• [Your instructions]
How many lines of the listing below hold the word "itself"? Answer with the number alone.

• [Available data]
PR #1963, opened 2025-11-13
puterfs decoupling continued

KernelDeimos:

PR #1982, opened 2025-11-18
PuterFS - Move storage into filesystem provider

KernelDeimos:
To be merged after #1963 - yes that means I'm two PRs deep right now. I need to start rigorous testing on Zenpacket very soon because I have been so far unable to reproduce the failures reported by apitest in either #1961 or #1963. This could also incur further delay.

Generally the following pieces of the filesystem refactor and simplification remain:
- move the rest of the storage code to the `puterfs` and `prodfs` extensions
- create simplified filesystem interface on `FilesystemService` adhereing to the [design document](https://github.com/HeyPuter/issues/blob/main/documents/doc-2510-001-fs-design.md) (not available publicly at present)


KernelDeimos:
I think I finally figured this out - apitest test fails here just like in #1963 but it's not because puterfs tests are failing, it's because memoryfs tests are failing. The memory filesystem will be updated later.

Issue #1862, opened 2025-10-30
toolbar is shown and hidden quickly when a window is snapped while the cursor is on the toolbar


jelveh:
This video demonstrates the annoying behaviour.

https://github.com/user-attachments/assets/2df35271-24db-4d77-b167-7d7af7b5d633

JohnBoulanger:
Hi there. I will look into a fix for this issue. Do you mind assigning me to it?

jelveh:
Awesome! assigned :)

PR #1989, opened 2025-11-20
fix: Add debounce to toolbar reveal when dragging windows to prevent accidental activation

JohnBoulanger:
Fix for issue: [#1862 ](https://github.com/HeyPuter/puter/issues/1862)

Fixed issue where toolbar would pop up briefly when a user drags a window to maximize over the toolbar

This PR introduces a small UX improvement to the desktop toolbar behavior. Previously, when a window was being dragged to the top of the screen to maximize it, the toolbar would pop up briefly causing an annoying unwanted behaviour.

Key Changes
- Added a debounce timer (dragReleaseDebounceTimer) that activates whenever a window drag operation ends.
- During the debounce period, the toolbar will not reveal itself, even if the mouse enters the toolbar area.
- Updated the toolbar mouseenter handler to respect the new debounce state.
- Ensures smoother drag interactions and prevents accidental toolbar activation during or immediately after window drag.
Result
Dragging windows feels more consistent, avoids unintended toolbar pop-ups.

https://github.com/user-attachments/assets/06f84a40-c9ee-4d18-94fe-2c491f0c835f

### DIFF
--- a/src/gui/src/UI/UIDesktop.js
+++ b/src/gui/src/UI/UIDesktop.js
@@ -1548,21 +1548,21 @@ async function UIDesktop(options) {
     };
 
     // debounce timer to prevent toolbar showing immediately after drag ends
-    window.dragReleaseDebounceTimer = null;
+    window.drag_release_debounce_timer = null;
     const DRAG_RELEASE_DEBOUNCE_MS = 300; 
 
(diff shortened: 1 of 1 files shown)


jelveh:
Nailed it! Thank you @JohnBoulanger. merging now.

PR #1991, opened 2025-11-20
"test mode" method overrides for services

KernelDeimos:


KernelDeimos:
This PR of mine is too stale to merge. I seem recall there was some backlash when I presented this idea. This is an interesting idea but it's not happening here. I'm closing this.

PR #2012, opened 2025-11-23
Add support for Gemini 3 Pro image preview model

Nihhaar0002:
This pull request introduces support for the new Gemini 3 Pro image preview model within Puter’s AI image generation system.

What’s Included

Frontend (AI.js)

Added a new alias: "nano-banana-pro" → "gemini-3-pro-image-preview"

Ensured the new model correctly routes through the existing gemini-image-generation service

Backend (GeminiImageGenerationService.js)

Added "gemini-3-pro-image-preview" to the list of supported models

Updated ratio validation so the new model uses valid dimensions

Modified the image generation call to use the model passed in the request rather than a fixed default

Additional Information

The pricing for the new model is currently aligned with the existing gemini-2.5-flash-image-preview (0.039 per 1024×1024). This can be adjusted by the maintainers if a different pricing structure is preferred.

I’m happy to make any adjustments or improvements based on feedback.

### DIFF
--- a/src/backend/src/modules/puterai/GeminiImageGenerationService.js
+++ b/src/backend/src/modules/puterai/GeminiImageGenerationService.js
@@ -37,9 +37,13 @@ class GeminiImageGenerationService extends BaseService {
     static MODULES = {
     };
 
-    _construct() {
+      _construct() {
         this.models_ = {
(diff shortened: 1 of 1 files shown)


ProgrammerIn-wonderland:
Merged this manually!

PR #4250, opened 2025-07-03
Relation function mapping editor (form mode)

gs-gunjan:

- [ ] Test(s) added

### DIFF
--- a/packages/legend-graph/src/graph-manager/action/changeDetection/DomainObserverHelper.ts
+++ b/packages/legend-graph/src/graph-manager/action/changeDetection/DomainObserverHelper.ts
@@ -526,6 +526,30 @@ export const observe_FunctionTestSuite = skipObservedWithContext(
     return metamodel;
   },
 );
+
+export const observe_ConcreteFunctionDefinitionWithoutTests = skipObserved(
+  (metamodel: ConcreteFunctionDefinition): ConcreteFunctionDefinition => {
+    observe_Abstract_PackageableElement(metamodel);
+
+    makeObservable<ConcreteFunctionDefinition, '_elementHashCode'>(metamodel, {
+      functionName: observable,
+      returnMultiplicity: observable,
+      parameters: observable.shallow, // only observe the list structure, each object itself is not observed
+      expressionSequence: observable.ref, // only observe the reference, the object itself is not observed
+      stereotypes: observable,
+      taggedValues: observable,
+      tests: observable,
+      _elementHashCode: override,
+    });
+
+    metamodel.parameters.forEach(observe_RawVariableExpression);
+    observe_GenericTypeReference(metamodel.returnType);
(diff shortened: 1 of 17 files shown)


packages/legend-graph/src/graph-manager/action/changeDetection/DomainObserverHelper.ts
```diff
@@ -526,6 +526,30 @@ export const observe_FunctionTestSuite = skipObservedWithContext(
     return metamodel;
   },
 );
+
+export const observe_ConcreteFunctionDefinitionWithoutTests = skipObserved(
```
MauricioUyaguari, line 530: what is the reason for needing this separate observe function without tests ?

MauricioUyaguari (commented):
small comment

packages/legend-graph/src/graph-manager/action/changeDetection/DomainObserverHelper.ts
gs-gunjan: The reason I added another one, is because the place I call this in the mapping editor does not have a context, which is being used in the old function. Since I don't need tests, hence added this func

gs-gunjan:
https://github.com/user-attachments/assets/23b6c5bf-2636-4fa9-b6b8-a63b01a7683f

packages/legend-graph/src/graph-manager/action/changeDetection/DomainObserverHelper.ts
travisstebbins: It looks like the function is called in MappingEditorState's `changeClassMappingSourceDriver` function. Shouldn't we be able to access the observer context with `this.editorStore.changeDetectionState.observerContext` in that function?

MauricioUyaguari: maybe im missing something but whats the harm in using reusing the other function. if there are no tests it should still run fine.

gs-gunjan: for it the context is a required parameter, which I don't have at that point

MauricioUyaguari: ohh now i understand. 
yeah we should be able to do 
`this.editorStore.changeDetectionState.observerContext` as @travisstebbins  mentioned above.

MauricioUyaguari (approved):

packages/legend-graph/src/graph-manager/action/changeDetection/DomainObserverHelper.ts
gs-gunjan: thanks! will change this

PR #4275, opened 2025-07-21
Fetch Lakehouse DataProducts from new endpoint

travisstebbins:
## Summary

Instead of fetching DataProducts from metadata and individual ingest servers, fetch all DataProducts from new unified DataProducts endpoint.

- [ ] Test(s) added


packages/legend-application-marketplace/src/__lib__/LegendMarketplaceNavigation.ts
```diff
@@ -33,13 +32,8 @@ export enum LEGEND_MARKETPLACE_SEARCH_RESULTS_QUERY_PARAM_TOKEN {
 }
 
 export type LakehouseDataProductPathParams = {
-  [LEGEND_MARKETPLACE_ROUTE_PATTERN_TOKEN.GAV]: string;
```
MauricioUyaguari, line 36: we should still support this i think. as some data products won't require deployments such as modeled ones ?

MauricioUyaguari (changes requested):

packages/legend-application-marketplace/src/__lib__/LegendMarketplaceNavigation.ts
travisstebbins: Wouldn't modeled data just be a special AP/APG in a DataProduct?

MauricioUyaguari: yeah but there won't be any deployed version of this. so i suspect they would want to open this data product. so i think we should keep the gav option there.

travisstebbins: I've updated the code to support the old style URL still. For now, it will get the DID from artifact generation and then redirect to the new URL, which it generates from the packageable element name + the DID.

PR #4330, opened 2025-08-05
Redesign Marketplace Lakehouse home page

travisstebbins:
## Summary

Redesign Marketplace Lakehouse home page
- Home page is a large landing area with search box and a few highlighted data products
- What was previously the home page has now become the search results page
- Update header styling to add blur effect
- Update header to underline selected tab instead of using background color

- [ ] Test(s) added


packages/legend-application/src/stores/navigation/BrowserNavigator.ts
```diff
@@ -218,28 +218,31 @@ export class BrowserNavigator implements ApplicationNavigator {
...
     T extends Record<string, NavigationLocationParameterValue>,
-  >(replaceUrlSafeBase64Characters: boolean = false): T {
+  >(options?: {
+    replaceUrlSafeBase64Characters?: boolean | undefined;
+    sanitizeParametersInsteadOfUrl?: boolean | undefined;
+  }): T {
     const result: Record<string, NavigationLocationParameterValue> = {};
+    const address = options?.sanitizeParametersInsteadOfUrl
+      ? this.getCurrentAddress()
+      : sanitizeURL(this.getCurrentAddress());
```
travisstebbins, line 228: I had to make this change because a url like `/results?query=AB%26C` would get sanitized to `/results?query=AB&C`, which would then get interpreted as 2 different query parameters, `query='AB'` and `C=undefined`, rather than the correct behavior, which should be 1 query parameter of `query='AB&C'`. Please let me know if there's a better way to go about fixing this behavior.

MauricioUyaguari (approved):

• [Completed task]
3